| What to produce |
All the data should come back exactly as it was given.

────────────────────────────────────────

PR #3894, opened 2026-02-18
useStatesStore: Fix error in expression tester with =items formula

### LINKED ISSUE #3876: Expression-tester crashes with items object return value
This looks like a regressions from #3749 

If the final result of the expression in the expression tester is just the `items` object then the expression tester fails to render with an error of:

```
index-CVHPjz-J.js:1217 TypeError: _a.toString is not a function
    at Proxy.result (developer-dock-Cqc192gQ.js:2013:100)
    at ot (index-CVHPjz-J.js:380:19)
    at get value (index-CVHPjz-J.js:994:14)
    at Object.get [as result] (index-CVHPjz-J.js:2436:23)
    at developer-dock-Cqc192gQ.js:2049:12
    at r2 (index-CVHPjz-J.js:1311:14)
    at R (index-CVHPjz-J.js:2270:23)
    at Proxy.vg (index-CVHPjz-J.js:12863:7)
    at go (index-CVHPjz-J.js:2713:20)
    at Xe.s3 [as fn] (index-CVHPjz-J.js:3083:20)
```

This is true with both the simplest of forms:

```
=items
```

and more complex expressions:

```
=(1 == 2)?("True"):(items)
```

jsjames:
Fixes #3876

Adds `toString()` function to `trackedItems` proxy.

### DIFF
--- a/bundles/org.openhab.ui/web/src/js/stores/useStatesStore.ts
+++ b/bundles/org.openhab.ui/web/src/js/stores/useStatesStore.ts
@@ -63,6 +63,7 @@ export const useStatesStore = defineStore('states', () => {
     get(obj: Record<string, ItemState>, prop: string | symbol): ItemState {
       if (prop === '_keys') return Object.keys(itemStates.value) as any
       if (prop === '__ob__') return (obj as any).__ob__
+      if (prop === 'toString') return (() => '[object TrackedItems]') as any
 
       // to avoid the Vue devtools requesting invalid items in development
       if (INVALID_PROPS.has(prop.toString())) return {} as any


florian-h05 (approved):

BrettLHolmes:
@jsjames  by the looks of things this was merged into 5.1.3 -

Was this the same issue with the developer tools and the Widgets Expression Tester?

 if so I loaded 5.1.3 this morning and the issue is still there or did I assume wrong and its not part of 5.1.3

florian-h05:
The widget expression tester is part of the developer tools, what distinction do you make here? Please reload Main UI and clear cache through the about page.

BrettLHolmes:
> The widget expression tester is part of the developer tools, what distinction do you make here? Please reload Main UI and clear cache through the about page.

Hi @florian-h05  when i use the Developer sidebar to show the current status of an item i get [object Object] rarther than the current status

Here are two screenshots from a  5.1.2/5.1.3 and a 5.0.3 system
image
image

PS i did reload the App from the About Menu and its the same.

jsjames:
That is an unrelated issue to what this PR fixed. This PR fixed a exception that occurred when just referring to "=items". I would submit a new issue regarding this that we can track and assess.

BrettLHolmes:
> That is an unrelated issue to what this PR fixed. This PR fixed a exception that occurred when just referring to "=items". I would submit a new issue regarding this that we can track and assess.

Will do thanks

florian-h05:
I've also noticed this, but it is totally unrelated to what has been fixed here. I will get it back working though.

florian-h05:
@BrettLHolmes Please don't create an issue if you haven't done so yet, I have a PR: #3920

────────────────────────────────────────

| Task output |
PR #3894, opened 2026-02-18
useStatesStore: Fix error in expression tester with =items formula

### LINKED ISSUE #3876: Expression-tester crashes with items object return value
This looks like a regressions from #3749 

If the final result of the expression in the expression tester is just the `items` object then the expression tester fails to render with an error of:

```
index-CVHPjz-J.js:1217 TypeError: _a.toString is not a function
    at Proxy.result (developer-dock-Cqc192gQ.js:2013:100)
    at ot (index-CVHPjz-J.js:380:19)
    at get value (index-CVHPjz-J.js:994:14)
    at Object.get [as result] (index-CVHPjz-J.js:2436:23)
    at developer-dock-Cqc192gQ.js:2049:12
    at r2 (index-CVHPjz-J.js:1311:14)
    at R (index-CVHPjz-J.js:2270:23)
    at Proxy.vg (index-CVHPjz-J.js:12863:7)
    at go (index-CVHPjz-J.js:2713:20)
    at Xe.s3 [as fn] (index-CVHPjz-J.js:3083:20)
```

This is true with both the simplest of forms:

```
=items
```

and more complex expressions:

```
=(1 == 2)?("True"):(items)
```

jsjames:
Fixes #3876

Adds `toString()` function to `trackedItems` proxy.

### DIFF
--- a/bundles/org.openhab.ui/web/src/js/stores/useStatesStore.ts
+++ b/bundles/org.openhab.ui/web/src/js/stores/useStatesStore.ts
@@ -63,6 +63,7 @@ export const useStatesStore = defineStore('states', () => {
     get(obj: Record<string, ItemState>, prop: string | symbol): ItemState {
       if (prop === '_keys') return Object.keys(itemStates.value) as any
       if (prop === '__ob__') return (obj as any).__ob__
+      if (prop === 'toString') return (() => '[object TrackedItems]') as any
 
       // to avoid the Vue devtools requesting invalid items in development
       if (INVALID_PROPS.has(prop.toString())) return {} as any


florian-h05 (approved):

BrettLHolmes:
@jsjames  by the looks of things this was merged into 5.1.3 -

Was this the same issue with the developer tools and the Widgets Expression Tester?

 if so I loaded 5.1.3 this morning and the issue is still there or did I assume wrong and its not part of 5.1.3

florian-h05:
The widget expression tester is part of the developer tools, what distinction do you make here? Please reload Main UI and clear cache through the about page.

BrettLHolmes:
> The widget expression tester is part of the developer tools, what distinction do you make here? Please reload Main UI and clear cache through the about page.

Hi @florian-h05  when i use the Developer sidebar to show the current status of an item i get [object Object] rarther than the current status

Here are two screenshots from a  5.1.2/5.1.3 and a 5.0.3 system
image
image

PS i did reload the App from the About Menu and its the same.

jsjames:
That is an unrelated issue to what this PR fixed. This PR fixed a exception that occurred when just referring to "=items". I would submit a new issue regarding this that we can track and assess.

BrettLHolmes:
> That is an unrelated issue to what this PR fixed. This PR fixed a exception that occurred when just referring to "=items". I would submit a new issue regarding this that we can track and assess.

Will do thanks

florian-h05:
I've also noticed this, but it is totally unrelated to what has been fixed here. I will get it back working though.

florian-h05:
@BrettLHolmes Please don't create an issue if you haven't done so yet, I have a PR: #3920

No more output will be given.